A facilidade que Mallu tem de conseguir exprimir seus sentimentos nas letras, colocando-as diretamente em palavras de fácil entendimento pode, inclusive, assustar. “Velha e Louca” não foi escolhida para ser o primeiro single do disco por puro acaso. Nesta canção, Mallu Magalhães demonstra em frases como “pode falar que eu não ligo / agora amigo / eu to em outra“ ou “pode falar que eu nem ligo / agora eu sigo o meu nariz” a afirmação de entrada em uma nova fase, desquite por críticas vazias, e inclui até a sua paixão pela moda.
Esta também é a canção que mais se aproxima do clima e arranjos de Toque Dela, o que marca a participação maior de Marcelo Camelo, junto com “Baby, I’m Sure”, faixa que Camelo empresta sua voz para o backing vocal do refrão.
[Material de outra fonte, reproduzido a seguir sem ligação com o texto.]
PR #651, opened 2018-05-24
MMB: Add other type of menu item

tbergq:
These type of menu items are only (as far as I can see) used in the Passenger detail screen. It makes sense to keep them in the passenger folder.

If needed, we can extract them to the menu items folder later.

### DIFF
--- a/app/MMB/src/scenes/passenger/menu/TitledMenuGroup.js
+++ b/app/MMB/src/scenes/passenger/menu/TitledMenuGroup.js
@@ -1,0 +1,32 @@
+// @flow
+
+import * as React from 'react';
+import { Platform } from 'react-native';
+import { Translation } from '@kiwicom/mobile-localization';
+
+import MenuGroup from './MenuGroup';
+import MenuGroupTitle from '../../../components/menu/MenuGroupTitle';
+
+type Props = {|
+  title: React.Element<typeof Translation>,
+  children: React.Node,
+|};
+
+// This is basically a copy of /components/TitledMenuGroup
+// But it needs a different type of separator, so it uses ad different MenuGroup to wrap its children
+export default function TitledMenuGroup({ title, children }: Props) {
+  let newChildren = Array.isArray(children) ? children : [children];
+
+  if (Platform.OS === 'android') {
+    // we have to copy every children in order to prepend group title for Android
+    newChildren = [<MenuGroupTitle key="android-ftw" title={title} />];
+    React.Children.forEach(children, child => newChildren.push(child));
+  }
+
+  return (
+    <React.Fragment>
+      {Platform.OS === 'ios' && <MenuGroupTitle title={title} />}
+      <MenuGroup>{newChildren}</MenuGroup>
+    </React.Fragment>
+  );
+}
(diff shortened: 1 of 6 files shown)


packages/playground/src/PlaygroundImports.js
```diff
@@ -11,6 +11,7 @@ import '../../../app/hotels/src/allHotels/searchForm/locationPicker/__tests__/Su
 import '../../../app/hotels/src/allHotels/searchForm/locationPicker/__tests__/RecentSearches.test.js';
 import '../../../app/hotels/src/allHotels/__tests__/LoadMoreButton.test.js';
 import '../../../app/MMB/src/scenes/passenger/visa/__tests__/VisaRequired.test.js';
+import '../../../app/MMB/src/scenes/passenger/menu/__tests__/OtherTitledMenuGroup.test.js';
```
mrtnzlml: This seems outdated. Thankfully... :)

tbergq: Yes, that is true 🤕 I will update the playground imports

app/MMB/src/scenes/passenger/menu/TitledMenuGroup.js
```diff
@@ -0,0 +1,32 @@
...
+import MenuGroup from './MenuGroup';
+import MenuGroupTitle from '../../../components/menu/MenuGroupTitle';
+
+type Props = {|
+  title: React.Element<typeof Translation>,
+  children: React.Node,
+|};
+
+// This is basically a copy of /components/TitledMenuGroup
+// But it needs a different type of separator, so it uses ad different MenuGroup to wrap its children
```
mrtnzlml: I don't like these copy-pastes. It's far from being optimal. 😞 I would actually prefer the code before over this. 😞 I think you are working on this, right?

screen shot 2018-05-25 at 09 52 44

I expected something like this:

- RED: titled group is the same (it will have only one element and one responsibility - do the title and card styles)
- BLUE: one new child that will create these multibuttons (double, tripe with one arrow) - you don't have to deal with separators here because there is going to be only one child (in the RED)
- GREEN: new menu item with the new styles (you could decompose `MenuItem` and partially reuse it)

screen shot 2018-05-25 at 09 52 44

Do you want to help with the design here?

tbergq: Well, I am a little bit lost here, If I should not change the existing components, and not copy it's behaviour and not create new one, I don't really know what to do.

mrtnzlml: > I should not change the existing components, and not copy it's behaviour and not create new one

Yes, this is what I just wrote. 🙄 It's fine to modify and reuse the components and I literally wrote I expected new components. I just don't think that the right way how to modify the components is to add new props for every internal element like `titleStyle`, `descStyle`... (see: https://github.com/kiwicom/mobile/pull/640)

Wanna do pair programming for this?

tbergq: > Wanna do pair programming for this?
sure 🙂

A influencia do namorado também é facilmente impressa nas letras do álbum – quando não totalmente diretas. Duas faixas do disco se referem a alguém como Moreno (“Youhuhu” e “Olha só, Moreno”), assim como Marcelo sempre se refere à sua musa como Morena – fora o fato de algumas melodias vocais se embrenharem no jeito espaçado que Camelo gosta de cantar. O tempo curto das músicas, os timbres intimistas e a preocupação em deixar as canções mais objetivas, nem que isto custe um refrão ou base, também é marca que seu namorado soube impor.
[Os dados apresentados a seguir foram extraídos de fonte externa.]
PR #657, opened 2018-05-25
Core: Add login through profile tab

tbergq:


app/core/src/screens/LoginScreen.js
```diff
@@ -0,0 +1,53 @@
...
+
+type Props = {|
+  navigation: NavigationType,
+  coordinates: null | {|
+    latitude: number,
+    longitude: number,
+  |},
+  checkin?: string,
+  checkout?: string,
+|};
```
mrtnzlml: Why do we need all this on the login page?

app/core/src/screens/LoginScreen.js
```diff
@@ -0,0 +1,53 @@
...
+        <Login onLogin={this.onLogin} />
+        <Touchable
+          onPress={this.logout}
+          style={{
+            width: '100%',
+            backgroundColor: Color.red.normal,
+            height: 50,
+            justifyContent: 'center',
+            alignItems: 'center',
+          }}
```
mrtnzlml: Don't be lazy with the inline styles here... 😊

tbergq:
@mrtnzlml updated 🙂

README.md
```diff
@@ -61,17 +61,7 @@ yarn ios --simulator="iPad Pro (10.5-inch)"
...
-```
-mutation {
-  login(email: "...@kiwi.com", password: "...") {
-    token
-  }
-}
-```
-
-Then copy the token and paste it into MMB_TOKEN in the `.env` file. Do not forget to restart the packager (`yarn start`).
+You need to login through the profile tab first, then navigate back to Bookings tab.
```
mrtnzlml: Can we remove this completely? I think it's obvious now... :)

A ala samba do disco, apesar de ter timidamente duas canções, traz o memorável momento musical chamado “Sambinha Bom” e toda a sua importância dentro do contexto do álbum. Se a canção, tranquilamente o melhor momento de Pitanga, não for escolhida como single, assim como “Versinho Número 1” não foi no álbum passado, deixaremos de ver pela tevê o momento em que uma cantora jovem de folk sobe ao estandarte de mulher da MPB, marcando de vez a transição dentro da sua curta, porém vitoriosa carreira.
E é bem isso que esse álbum representa: a transição da jovem promessa para a mulher da música brasileira, que como poucos consegue se reinventar e mudar o pensamento das pessoas. O que preocupa é o tempo que esta transição está demorando – já vindo do álbum anterior – e quando ela vai se estabelecer. Dizer que é um álbum maduro ainda é precipitado, até porque o estilo das músicas acabou de ser modificado e sabe-se lá como irá influenciar as próximas canções, porém mostra um bom caminho e metas a serem seguidas.
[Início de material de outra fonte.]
PR #659, opened 2018-05-25
MMB: Add contact details, refactor menu group

tbergq:


app/MMB/src/components/menu/MenuGroup.js
```diff
@@ -2,13 +2,12 @@
 
 import * as React from 'react';
 import { View, Platform } from 'react-native';
-import { SimpleCard } from '@kiwicom/mobile-shared';
 
 import { SeparatorFullWidth, SeparatorTrimmed } from '../Separators';
 
 type Props = {|
   children: React.Node,
-  withoutIcons: boolean,
```
mrtnzlml: Did we remove this during our refactoring? It's wrong - the separators are not correct in the "Help" for example (they should be short).

tbergq: Yes you did, I will check the "Help"

tbergq: Added `short` custom separator to help and other menu items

Pode parecer aquela história que até hoje sombreia o Live Through This, segundo disco da banda americana Hole, liderada por Courtney Love e composto enquanto ela ainda era casada com Kurt Cobain, gênio que um dia liderou o Nirvana. Ali, dizem que Kurt deu a voz (oficialmente), o caminho, guitarras e até composições para que Courtney fizesse um álbum que marcasse a banda e abrisse um novo caminho pela frente (em seguida a banda lançou Celebrity Skin e explodiu no mundo). Se os ventos fortes da inspiração baterem na janela daquele prédio da Zona Sul carioca, deveremos ouvir um novo Cê, um novo 4, ou melhor, um histórico disco da Mallu Magalhães em alguns anos.